◆ TASK REQUIREMENTS
Where in the records does the word "convenience" occur? Copy each line in which it does.

(Stored data entries)
----

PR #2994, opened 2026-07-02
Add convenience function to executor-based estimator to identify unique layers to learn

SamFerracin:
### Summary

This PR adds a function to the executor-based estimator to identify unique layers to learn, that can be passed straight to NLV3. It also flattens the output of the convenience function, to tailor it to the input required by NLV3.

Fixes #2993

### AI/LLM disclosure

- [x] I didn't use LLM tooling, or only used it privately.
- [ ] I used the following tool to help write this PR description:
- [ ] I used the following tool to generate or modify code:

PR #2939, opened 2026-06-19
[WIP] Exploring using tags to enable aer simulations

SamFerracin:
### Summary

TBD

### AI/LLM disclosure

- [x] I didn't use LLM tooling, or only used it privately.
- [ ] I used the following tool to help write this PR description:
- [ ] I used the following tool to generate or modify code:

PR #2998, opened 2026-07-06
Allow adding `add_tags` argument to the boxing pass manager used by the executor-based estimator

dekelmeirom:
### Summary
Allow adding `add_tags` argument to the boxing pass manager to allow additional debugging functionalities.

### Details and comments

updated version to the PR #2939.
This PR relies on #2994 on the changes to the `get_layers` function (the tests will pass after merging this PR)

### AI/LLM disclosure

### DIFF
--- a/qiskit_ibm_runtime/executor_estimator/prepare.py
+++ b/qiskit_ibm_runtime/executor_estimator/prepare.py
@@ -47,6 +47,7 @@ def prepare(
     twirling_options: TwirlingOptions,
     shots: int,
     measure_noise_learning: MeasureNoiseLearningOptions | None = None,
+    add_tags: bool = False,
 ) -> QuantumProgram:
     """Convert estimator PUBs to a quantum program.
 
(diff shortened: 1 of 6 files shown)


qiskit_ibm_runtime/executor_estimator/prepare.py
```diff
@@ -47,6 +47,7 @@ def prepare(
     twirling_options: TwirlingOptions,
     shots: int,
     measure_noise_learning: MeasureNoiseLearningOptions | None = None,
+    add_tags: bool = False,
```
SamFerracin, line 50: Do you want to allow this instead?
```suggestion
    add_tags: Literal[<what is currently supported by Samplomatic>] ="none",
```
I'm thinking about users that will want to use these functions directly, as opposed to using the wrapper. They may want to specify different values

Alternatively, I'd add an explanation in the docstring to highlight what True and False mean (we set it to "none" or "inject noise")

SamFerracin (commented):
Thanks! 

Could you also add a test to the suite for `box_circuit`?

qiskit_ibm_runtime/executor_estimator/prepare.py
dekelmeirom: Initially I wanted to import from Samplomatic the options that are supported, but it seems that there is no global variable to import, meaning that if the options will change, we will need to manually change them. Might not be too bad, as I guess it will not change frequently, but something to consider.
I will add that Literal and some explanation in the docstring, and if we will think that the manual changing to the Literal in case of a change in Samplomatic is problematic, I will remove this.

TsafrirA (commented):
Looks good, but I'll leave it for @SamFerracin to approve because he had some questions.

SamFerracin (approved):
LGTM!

----

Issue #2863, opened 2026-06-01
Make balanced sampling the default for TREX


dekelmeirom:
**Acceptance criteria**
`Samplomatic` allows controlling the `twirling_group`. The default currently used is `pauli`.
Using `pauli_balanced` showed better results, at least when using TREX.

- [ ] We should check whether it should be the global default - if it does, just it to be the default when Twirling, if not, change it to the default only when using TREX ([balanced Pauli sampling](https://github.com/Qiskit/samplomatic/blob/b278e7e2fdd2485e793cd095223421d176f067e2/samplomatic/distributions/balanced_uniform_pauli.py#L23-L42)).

----

◆ WRITTEN SOLUTION
Add convenience function to executor-based estimator to identify unique layers to learn
This PR adds a function to the executor-based estimator to identify unique layers to learn, that can be passed straight to NLV3. It also flattens the output of the convenience function, to tailor it to the input required by NLV3.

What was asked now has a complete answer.